## WHAT YOU ARE ASKED TO DO
Present each line of the entries below that holds the word "called".
(Beginning of PROVIDED DATA)
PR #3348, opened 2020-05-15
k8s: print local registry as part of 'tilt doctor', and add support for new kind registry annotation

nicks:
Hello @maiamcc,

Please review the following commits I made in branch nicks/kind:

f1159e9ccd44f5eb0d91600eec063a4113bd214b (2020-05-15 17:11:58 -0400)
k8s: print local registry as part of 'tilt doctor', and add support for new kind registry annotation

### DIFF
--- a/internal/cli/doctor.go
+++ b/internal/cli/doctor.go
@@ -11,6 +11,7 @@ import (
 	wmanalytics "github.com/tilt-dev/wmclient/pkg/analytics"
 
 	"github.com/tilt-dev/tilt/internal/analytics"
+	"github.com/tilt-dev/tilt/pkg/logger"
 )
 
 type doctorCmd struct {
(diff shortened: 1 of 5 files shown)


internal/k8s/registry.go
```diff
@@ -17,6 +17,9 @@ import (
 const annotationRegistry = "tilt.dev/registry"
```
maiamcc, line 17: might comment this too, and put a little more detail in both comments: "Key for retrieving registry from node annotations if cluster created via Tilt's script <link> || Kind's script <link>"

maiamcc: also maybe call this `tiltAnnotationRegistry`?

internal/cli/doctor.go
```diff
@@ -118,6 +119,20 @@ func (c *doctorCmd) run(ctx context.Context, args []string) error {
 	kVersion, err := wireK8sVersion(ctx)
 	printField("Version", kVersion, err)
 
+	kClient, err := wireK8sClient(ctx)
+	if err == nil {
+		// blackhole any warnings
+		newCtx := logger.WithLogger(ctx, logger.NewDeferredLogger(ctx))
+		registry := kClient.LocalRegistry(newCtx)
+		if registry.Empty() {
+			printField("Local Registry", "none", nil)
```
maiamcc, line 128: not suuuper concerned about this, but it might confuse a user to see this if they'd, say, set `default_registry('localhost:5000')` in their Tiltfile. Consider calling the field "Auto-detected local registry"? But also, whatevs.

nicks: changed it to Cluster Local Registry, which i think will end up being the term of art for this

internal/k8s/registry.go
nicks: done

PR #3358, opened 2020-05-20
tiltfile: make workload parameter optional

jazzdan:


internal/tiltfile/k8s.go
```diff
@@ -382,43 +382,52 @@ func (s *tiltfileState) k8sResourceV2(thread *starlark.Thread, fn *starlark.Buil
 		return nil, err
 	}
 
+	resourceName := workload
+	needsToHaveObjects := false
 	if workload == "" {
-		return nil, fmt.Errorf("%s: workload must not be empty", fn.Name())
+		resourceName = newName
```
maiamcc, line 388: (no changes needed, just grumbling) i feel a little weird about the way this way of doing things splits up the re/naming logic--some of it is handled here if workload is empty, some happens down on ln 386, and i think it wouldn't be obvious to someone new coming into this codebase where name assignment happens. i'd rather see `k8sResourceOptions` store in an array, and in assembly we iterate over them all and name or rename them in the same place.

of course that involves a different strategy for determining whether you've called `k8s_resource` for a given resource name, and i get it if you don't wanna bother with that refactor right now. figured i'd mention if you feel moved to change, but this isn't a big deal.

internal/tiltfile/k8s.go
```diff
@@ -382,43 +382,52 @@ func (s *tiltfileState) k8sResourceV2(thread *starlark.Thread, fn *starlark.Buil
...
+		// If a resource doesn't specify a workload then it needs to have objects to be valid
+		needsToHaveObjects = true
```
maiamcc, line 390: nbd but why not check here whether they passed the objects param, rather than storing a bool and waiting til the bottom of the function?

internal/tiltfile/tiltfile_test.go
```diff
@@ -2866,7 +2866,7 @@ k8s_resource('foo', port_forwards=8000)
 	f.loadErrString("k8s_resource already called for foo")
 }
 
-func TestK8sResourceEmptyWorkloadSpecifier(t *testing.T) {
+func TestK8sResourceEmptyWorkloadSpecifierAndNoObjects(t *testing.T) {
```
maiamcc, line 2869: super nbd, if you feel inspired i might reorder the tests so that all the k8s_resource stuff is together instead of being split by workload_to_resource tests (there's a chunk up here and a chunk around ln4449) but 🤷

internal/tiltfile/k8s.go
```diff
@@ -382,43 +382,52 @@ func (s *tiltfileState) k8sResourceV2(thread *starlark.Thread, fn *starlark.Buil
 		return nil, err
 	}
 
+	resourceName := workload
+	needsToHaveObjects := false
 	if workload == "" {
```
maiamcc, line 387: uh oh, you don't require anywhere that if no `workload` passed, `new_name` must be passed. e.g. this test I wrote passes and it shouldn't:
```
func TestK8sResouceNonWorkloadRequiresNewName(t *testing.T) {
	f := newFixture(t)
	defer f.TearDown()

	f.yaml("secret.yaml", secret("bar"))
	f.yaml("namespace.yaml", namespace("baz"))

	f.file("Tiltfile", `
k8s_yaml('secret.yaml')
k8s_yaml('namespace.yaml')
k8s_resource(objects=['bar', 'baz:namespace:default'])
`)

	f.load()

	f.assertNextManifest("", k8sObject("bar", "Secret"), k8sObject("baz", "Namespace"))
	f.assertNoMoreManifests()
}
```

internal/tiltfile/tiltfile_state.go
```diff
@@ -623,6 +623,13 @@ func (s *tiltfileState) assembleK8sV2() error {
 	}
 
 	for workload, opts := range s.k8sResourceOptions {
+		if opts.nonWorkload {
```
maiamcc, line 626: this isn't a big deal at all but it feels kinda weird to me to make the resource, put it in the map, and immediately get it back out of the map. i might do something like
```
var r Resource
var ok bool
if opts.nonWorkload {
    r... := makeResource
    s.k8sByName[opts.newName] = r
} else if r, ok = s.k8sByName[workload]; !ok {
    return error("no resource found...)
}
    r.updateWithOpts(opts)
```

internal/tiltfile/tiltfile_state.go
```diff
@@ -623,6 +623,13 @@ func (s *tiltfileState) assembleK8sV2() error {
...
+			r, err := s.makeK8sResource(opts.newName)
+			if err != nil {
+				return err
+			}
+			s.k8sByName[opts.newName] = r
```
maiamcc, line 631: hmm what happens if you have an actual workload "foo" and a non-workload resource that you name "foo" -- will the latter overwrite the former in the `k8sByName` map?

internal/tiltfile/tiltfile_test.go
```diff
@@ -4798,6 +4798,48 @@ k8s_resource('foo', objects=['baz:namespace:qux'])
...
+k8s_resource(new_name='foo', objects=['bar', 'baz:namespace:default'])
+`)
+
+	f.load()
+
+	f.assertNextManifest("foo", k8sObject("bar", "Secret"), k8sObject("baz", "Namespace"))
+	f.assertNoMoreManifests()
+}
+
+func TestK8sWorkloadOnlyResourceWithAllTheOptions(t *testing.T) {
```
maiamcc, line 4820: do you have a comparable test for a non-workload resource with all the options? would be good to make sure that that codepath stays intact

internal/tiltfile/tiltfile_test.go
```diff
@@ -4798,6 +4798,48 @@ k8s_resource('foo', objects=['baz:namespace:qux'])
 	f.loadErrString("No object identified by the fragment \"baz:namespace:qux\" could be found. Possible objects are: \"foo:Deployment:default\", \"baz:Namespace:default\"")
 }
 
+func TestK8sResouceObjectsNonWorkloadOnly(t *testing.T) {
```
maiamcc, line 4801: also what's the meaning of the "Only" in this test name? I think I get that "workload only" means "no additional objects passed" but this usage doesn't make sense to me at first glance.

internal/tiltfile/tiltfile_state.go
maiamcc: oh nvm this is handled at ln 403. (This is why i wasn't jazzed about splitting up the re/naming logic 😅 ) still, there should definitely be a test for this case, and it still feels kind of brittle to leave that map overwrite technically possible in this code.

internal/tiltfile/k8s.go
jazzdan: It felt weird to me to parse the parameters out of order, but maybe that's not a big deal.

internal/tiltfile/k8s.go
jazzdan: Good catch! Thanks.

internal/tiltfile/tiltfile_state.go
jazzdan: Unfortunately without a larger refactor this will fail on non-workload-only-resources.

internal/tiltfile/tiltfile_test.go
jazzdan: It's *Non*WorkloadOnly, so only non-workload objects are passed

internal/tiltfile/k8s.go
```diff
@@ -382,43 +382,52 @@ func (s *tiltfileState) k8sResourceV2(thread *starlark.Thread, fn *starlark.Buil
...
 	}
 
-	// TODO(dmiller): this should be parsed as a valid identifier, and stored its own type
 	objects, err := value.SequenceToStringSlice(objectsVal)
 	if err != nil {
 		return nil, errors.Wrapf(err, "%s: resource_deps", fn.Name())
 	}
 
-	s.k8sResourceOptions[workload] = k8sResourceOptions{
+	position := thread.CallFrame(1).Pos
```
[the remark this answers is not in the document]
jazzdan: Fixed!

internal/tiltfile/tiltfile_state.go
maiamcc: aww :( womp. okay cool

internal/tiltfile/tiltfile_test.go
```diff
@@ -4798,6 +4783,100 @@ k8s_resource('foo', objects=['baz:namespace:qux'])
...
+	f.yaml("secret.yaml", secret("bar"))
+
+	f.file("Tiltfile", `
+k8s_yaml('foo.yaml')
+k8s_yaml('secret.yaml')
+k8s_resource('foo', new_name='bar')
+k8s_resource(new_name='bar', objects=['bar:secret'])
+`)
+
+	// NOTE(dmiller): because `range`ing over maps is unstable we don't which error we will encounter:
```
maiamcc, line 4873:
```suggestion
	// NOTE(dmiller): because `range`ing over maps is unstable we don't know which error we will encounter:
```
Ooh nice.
(End of PROVIDED DATA)
## WORKED SOLUTION
of course that involves a different strategy for determining whether you've called `k8s_resource` for a given resource name, and i get it if you don't wanna bother with that refactor right now. figured i'd mention if you feel moved to change, but this isn't a big deal.
 	f.loadErrString("k8s_resource already called for foo")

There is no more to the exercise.